Department of Gastrointestinal Surgery, Changhai Hospital, Second Military Medical University, Shanghai, 200433, P. R. China.
Department of Biological Medicines & Shanghai Engineering Research Center of Immunotherapeutics, Fudan University School of Pharmacy, Shanghai, 201203, P. R. China.
Cell Death Dis. 2021 Mar 17;12(4):288. doi: 10.1038/s41419-020-03349-1.

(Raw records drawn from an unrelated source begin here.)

PR #2943, opened 2021-06-04
Add situations over time chart

VWSCoronaDashboard1:
## Summary

This PR adds the situations over time chart on the safety region page:

image

## Motivation

Feature request

### Governance

- [ ] Documentation is added


packages/app/src/components/time-series-chart/logic/use-gapped-line-annotations.ts
```diff
@@ -4,7 +4,8 @@ import {
   isDateValue,
   TimestampedValue,
 } from '@corona-dashboard/common';
-import { last } from 'lodash';
+import isBoolean from 'lodash/isBoolean';
+import last from 'lodash/last';
```
VWSCoronaDashboard8, line 8: Didn't we have a plugin rewriting these imports? I'm assuming you can keep it consistent with other imports, otherwise, we'll have to change the others if they're problematic.

packages/app/src/components/time-series-chart/logic/use-gapped-line-annotations.ts
```diff
@@ -73,3 +76,10 @@ function formatLabel(
   const end = formatDateFromSeconds(annotation.end, 'axis');
   return `${start} - ${end}: ${annotation.label}`;
 }
+
+function createIsValidCheck(value: unknown) {
+  if (isBoolean(value)) {
+    return (val: unknown) => val === true;
+  }
+  return (val: unknown) => isPresent(val);
+}
```
VWSCoronaDashboard8, line 85: I find this a little odd, because it seems to be an optimization yet the create function is called for every value in the array with the result only then to be used twice. The work done in the validation is I think pretty negligible so this feels premature.

I'd suggest using this:

```
function isValid(value: unknown) {
  return isBoolean(value) ? value === true : isPresent(value)
}
```

packages/app/src/domain/situations/situations-over-time-chart.tsx
```diff
@@ -0,0 +1,88 @@
...
+
+const seriesColors: Record<SituationKey, string> = {
+  home_and_visits: colors.data.multiseries.cyan,
+  work: colors.data.multiseries.turquoise,
+  school_and_day_care: colors.data.multiseries.turquoise_dark,
+  health_care: colors.data.multiseries.yellow,
+  gathering: colors.data.multiseries.yellow_dark,
+  travel: colors.data.multiseries.orange,
+  hospitality: colors.data.multiseries.orange_dark,
+  other: colors.data.multiseries.magenta,
```
VWSCoronaDashboard8, line 87: nit; maybe destructure multiseries to avoid so much repetition.

VWSCoronaDashboard8 (approved):

packages/app/src/components/time-series-chart/logic/use-gapped-line-annotations.ts
VWSCoronaDashboard1: Yea, that was just a dumb mistake, the creation should have been outside of the loop, lol. Fixed.

packages/app/src/domain/situations/situations-over-time-chart.tsx
VWSCoronaDashboard1: Fixed

packages/app/src/components/time-series-chart/logic/use-gapped-line-annotations.ts
```diff
@@ -17,52 +17,50 @@ export function useGappedLineAnnotations<T extends TimestampedValue>(
...
-              index === array.length - 1 ||
-              isPresent(array[index + 1]?.[property])
-            ) {
-              currentAnnotation.end = endDate;
-              currentAnnotation.label = formatLabel(
-                currentAnnotation,
-                formatDateFromSeconds
-              );
-            }
+          // If this is either the last item in the list or the next
```
VWSCoronaDashboard4, line 45: Maybe convert this to a multi-line comment?

packages/app/src/components/time-series-chart/logic/use-gapped-line-annotations.ts
```diff
@@ -17,52 +17,50 @@ export function useGappedLineAnnotations<T extends TimestampedValue>(
...
-              ? item.date_start_unix
-              : NaN;
+  return useMemo(() => {
+    const sample = first(values)?.[property];
+    const isValid = createIsValidCheck(sample);
+    return values.reduce<TimespanAnnotationConfig[]>(
+      (newItems, item, index, array) => {
+        const value = item[property] as unknown;
+        if (!isValid(value)) {
+          const startDate = isDateValue(item)
```
VWSCoronaDashboard4, line 27: I'd add a bit of commentary here to explain what is going on, for a future developer.

VWSCoronaDashboard4 (approved):

packages/app/src/components/time-series-chart/logic/use-gapped-line-annotations.ts
VWSCoronaDashboard1: I've added a big commentary block on top of the hook that, hopefully, clearly states what it's doing.

packages/app/src/components/time-series-chart/logic/use-gapped-line-annotations.ts
```diff
@@ -73,3 +91,10 @@ function formatLabel(
   const end = formatDateFromSeconds(annotation.end, 'axis');
   return `${start} - ${end}: ${annotation.label}`;
 }
+
+function createIsValidCheck(value: unknown) {
+  if (isBoolean(value)) {
+    return (val: unknown) => val === true;
+  }
+  return (val: unknown) => isPresent(val);
+}
```
VWSCoronaDashboard10, line 100: I don't think the check on the first value (`first(values)?.[property]`) makes a lot of sense? The `createIsValidCheck` could be simplified to:

```suggestion
function hasValue(value: unknown) {
  return isBoolean(value) ? val === true : isPresent(val)
}
```

packages/app/src/components/time-series-chart/logic/use-gapped-line-annotations.ts
```diff
@@ -4,65 +4,83 @@ import {
...
-              index === array.length - 1 ||
-              isPresent(array[index + 1]?.[property])
-            ) {
-              currentAnnotation.end = endDate;
-              currentAnnotation.label = formatLabel(
-                currentAnnotation,
-                formatDateFromSeconds
-              );
-            }
+          /** If this is either the last item in the list or the next
```
VWSCoronaDashboard10, line 64:
```suggestion
          /** 
           * If this is either the last item in the list or the next
```

packages/app/src/domain/situations/situations-over-time-chart.tsx
```diff
@@ -0,0 +1,99 @@
...
+    GappedLineSeriesDefinition<VrSituationsValue>
+  >((situation) => ({
+    type: 'gapped-line',
+    metricProperty: situation.id,
+    color: seriesColors[situation.id],
+    label: situation.title,
+    shape: 'line',
+  }));
+
+  const compareList = list.concat();
```
VWSCoronaDashboard10, line 52: Why this?

VWSCoronaDashboard10 (approved):

packages/app/src/components/time-series-chart/logic/use-gapped-line-annotations.ts
VWSCoronaDashboard1: Why doesn't it make sense? I only have to check the value once.

packages/app/src/domain/situations/situations-over-time-chart.tsx
VWSCoronaDashboard1: Yup, that became superfluous, hehe. There used to be another list, I'll remove this.

packages/app/src/components/time-series-chart/logic/use-gapped-line-annotations.ts
VWSCoronaDashboard10: It complicates code while it probably won't improve performance

VWSCoronaDashboard10: > it's not going to happen that the first item is a boolean and the second a number

and that ☝️  is an assumption, in theory we could create a schema which is of type `boolean | number`.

Trastuzumab emtansine (T-DM1), an antibody-drug conjugate consisted of the HER2-targeted monoclonal antibody trastuzumab and the tubulin inhibitor emtansine, has shown potent therapeutic value in HER2-positive breast cancer (BC). However, a clinical trial indicated that T-DM1 exerts a limited effect on HER2-positive gastric cancer (GC), but the underlying mechanism is inconclusive. Our research attempted to reveal the probable mechanism and role of autophagy in T-DM1-treated HER2-positive GC. In this study, our results showed that T-DM1 induced apoptosis and exhibited potent therapeutic efficacy in HER2-positive GC cells. In addition, autophagosomes were observed by transmission electron microscopy. Autophagy was markedly activated and exhibited the three characterized gradations of autophagic flux, consisting of the formation of autophagosomes, the fusion of autophagosomes with lysosomes, and the deterioration of autophagosomes in autolysosomes. More importantly, autophagic inhibition by the suppressors 3-methyladenine (3-MA) and LY294002 significantly potentiated cytotoxicity and apoptosis in HER2-positive GC cells in vitro, while the combined use of LY294002 and T-DM1 elicited potent anti-GC efficacy in vivo. In mechanistic experiments, immunoblot analysis indicated the downregulated levels of Akt, mTOR, and P70S6K and confocal microscopy analysis clearly showed that autophagic inhibition promoted the fusion of T-DM1 molecules with lysosomes in GC cells. In conclusion, our research demonstrated that T-DM1 induced apoptosis as well as cytoprotective autophagy, and autophagic inhibition could potentiate the antitumor effect of T-DM1 on HER2-positive GC. Furthermore, autophagic inhibition might increase the fusion of T-DM1 with lysosomes, which might accelerate the release of the cytotoxic molecule emtansine from the T-DM1 conjugate. These findings highlight a promising therapeutic strategy that combines T-DM1 with an autophagy inhibitor to treat HER-positive GC more efficiently.
曲妥珠单抗-美坦新偶联物(T-DM1)由 HER2 靶向单克隆抗体曲妥珠单抗和微管抑制剂美坦新组成,在 HER2 阳性乳腺癌(BC)中显示出强大的治疗价值。然而,一项临床试验表明,T-DM1 对 HER2 阳性胃癌(GC)的作用有限,但潜在机制尚不清楚。我们的研究试图揭示自噬在 T-DM1 治疗 HER2 阳性 GC 中的可能机制和作用。在这项研究中,我们的结果表明,T-DM1 诱导凋亡,并在 HER2 阳性 GC 细胞中表现出强大的治疗功效。此外,通过透射电子显微镜观察到自噬体。自噬明显被激活,并表现出自噬流的三个特征性阶段,包括自噬体的形成、自噬体与溶酶体的融合以及自噬溶酶体中自噬体的降解。更重要的是,自噬抑制剂 3-甲基腺嘌呤(3-MA)和 LY294002 在体外显著增强了 HER2 阳性 GC 细胞的细胞毒性和凋亡,而 LY294002 和 T-DM1 的联合使用在体内产生了强大的抗 GC 疗效。在机制实验中,免疫印迹分析表明 Akt、mTOR 和 P70S6K 的下调水平,共聚焦显微镜分析清楚地表明,自噬抑制促进了 GC 细胞中 T-DM1 分子与溶酶体的融合。总之,我们的研究表明,T-DM1 诱导凋亡和细胞保护自噬,自噬抑制可以增强 T-DM1 对 HER2 阳性 GC 的抗肿瘤作用。此外,自噬抑制可能会增加 T-DM1 与溶酶体的融合,从而加速 T-DM1 偶联物中细胞毒性分子美坦新的释放。这些发现强调了一种有前途的治疗策略,即联合使用 T-DM1 和自噬抑制剂更有效地治疗 HER 阳性 GC。